The line that contains "### LINKED ISSUE #57: EntityClientService" marks the start. Output it and all remaining lines exactly, through the final line of the listing.

═════ Records for processing ═════

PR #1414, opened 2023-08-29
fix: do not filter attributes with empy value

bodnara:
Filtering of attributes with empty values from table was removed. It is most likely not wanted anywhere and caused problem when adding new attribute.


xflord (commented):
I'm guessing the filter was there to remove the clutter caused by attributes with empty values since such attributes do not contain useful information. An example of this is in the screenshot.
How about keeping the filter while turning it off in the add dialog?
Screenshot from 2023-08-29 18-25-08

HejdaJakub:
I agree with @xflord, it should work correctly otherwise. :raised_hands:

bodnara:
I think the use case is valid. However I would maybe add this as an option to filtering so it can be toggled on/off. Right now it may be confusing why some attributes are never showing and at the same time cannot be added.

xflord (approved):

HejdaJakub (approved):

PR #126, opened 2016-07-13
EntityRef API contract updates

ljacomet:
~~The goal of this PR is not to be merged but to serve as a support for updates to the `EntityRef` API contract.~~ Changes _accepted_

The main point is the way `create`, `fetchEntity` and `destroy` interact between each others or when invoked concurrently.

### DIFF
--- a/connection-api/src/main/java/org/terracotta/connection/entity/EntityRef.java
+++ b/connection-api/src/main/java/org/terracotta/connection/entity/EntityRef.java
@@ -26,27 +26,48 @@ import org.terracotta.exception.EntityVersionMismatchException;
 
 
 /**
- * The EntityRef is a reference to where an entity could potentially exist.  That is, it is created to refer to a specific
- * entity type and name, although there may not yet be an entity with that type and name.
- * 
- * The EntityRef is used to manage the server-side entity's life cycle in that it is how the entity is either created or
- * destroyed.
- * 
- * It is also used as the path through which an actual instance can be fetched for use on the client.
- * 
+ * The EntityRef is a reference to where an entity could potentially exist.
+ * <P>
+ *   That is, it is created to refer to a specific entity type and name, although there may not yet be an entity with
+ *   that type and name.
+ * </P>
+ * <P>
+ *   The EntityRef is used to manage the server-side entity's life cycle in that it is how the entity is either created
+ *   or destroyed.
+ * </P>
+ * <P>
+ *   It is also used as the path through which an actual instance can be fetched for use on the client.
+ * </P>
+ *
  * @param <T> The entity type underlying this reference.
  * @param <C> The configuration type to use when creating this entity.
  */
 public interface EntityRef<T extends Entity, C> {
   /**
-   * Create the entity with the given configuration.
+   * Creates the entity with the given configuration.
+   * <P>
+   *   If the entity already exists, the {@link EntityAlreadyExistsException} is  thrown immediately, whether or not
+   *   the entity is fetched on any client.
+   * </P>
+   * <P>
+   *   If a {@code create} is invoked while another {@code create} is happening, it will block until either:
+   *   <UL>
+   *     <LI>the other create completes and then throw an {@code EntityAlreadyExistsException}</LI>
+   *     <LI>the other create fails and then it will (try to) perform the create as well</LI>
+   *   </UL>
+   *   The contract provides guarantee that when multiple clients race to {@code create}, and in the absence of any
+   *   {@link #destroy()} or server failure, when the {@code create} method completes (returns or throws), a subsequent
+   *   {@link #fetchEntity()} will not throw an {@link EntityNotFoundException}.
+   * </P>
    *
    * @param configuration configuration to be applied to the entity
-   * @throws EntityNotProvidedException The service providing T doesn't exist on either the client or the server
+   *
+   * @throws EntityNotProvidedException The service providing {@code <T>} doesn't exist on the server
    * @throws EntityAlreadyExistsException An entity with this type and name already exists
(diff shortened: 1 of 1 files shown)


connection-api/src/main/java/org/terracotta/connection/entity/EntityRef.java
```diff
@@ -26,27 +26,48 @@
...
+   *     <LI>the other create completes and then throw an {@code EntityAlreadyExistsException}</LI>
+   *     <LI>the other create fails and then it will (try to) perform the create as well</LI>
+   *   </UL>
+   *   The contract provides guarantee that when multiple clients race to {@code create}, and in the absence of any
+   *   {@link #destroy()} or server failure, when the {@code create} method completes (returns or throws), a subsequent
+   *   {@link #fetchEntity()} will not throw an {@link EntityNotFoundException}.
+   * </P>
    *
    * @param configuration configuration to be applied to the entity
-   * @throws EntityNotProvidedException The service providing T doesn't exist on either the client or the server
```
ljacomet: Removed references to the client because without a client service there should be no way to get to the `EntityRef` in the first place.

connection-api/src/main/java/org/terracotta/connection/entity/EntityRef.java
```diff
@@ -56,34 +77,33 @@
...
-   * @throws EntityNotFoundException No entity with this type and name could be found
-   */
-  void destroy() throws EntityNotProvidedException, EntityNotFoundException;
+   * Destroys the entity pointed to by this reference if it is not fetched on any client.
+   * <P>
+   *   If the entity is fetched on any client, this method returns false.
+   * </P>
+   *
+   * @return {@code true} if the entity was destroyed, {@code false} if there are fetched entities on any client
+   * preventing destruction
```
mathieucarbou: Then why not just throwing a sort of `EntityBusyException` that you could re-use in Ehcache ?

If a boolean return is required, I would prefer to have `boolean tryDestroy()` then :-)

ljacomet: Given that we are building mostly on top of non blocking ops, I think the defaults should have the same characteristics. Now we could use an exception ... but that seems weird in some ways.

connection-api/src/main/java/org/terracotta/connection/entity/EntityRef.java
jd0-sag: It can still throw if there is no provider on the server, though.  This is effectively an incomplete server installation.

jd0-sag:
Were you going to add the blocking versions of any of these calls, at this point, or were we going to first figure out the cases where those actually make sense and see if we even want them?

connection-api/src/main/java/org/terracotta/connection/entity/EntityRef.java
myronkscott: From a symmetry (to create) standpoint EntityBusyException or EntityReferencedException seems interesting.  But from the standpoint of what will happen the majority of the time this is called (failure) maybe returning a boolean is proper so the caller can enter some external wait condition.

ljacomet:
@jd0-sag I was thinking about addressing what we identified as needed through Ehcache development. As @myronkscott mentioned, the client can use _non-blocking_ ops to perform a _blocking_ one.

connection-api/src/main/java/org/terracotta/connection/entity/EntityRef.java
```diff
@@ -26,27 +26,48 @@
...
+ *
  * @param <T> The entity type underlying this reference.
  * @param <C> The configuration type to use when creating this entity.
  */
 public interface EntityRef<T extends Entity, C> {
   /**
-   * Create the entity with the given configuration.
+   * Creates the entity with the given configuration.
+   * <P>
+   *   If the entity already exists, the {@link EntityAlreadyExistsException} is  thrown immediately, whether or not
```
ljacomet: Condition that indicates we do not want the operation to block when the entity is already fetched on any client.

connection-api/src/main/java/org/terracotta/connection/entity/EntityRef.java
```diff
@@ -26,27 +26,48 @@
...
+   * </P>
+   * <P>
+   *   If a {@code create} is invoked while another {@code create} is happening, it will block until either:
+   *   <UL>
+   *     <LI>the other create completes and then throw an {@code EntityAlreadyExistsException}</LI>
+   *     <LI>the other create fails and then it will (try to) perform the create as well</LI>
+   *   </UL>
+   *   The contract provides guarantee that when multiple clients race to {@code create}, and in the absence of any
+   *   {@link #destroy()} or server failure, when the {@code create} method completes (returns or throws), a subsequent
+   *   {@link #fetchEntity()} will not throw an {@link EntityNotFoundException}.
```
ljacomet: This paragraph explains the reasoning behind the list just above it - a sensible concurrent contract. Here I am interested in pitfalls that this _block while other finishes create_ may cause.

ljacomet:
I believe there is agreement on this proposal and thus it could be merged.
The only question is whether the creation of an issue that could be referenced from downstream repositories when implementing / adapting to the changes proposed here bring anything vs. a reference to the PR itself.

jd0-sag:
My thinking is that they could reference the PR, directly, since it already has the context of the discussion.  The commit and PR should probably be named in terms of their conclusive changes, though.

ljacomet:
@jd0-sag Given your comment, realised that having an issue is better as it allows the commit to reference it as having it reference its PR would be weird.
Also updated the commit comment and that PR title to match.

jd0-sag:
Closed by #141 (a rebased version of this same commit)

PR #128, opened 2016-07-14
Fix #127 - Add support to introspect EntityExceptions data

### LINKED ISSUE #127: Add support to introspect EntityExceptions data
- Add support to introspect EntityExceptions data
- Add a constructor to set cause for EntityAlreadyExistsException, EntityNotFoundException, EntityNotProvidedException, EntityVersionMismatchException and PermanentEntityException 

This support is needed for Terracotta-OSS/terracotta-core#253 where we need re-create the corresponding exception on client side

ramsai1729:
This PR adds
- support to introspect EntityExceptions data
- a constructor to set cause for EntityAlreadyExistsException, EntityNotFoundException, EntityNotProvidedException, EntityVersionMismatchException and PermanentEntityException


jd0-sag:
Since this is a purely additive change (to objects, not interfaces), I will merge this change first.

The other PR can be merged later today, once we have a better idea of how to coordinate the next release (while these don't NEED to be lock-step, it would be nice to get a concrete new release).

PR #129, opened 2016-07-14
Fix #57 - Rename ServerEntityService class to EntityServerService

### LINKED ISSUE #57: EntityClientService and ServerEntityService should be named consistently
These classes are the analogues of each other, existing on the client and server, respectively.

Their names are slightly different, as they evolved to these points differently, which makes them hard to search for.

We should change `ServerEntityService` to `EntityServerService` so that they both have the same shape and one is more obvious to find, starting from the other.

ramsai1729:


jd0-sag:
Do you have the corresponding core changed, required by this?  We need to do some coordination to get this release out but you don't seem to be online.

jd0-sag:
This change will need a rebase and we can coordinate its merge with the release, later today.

═════

Answer area
### LINKED ISSUE #57: EntityClientService and ServerEntityService should be named consistently
These classes are the analogues of each other, existing on the client and server, respectively.

Their names are slightly different, as they evolved to these points differently, which makes them hard to search for.

We should change `ServerEntityService` to `EntityServerService` so that they both have the same shape and one is more obvious to find, starting from the other.

ramsai1729:


jd0-sag:
Do you have the corresponding core changed, required by this?  We need to do some coordination to get this release out but you don't seem to be online.

jd0-sag:
This change will need a rebase and we can coordinate its merge with the release, later today.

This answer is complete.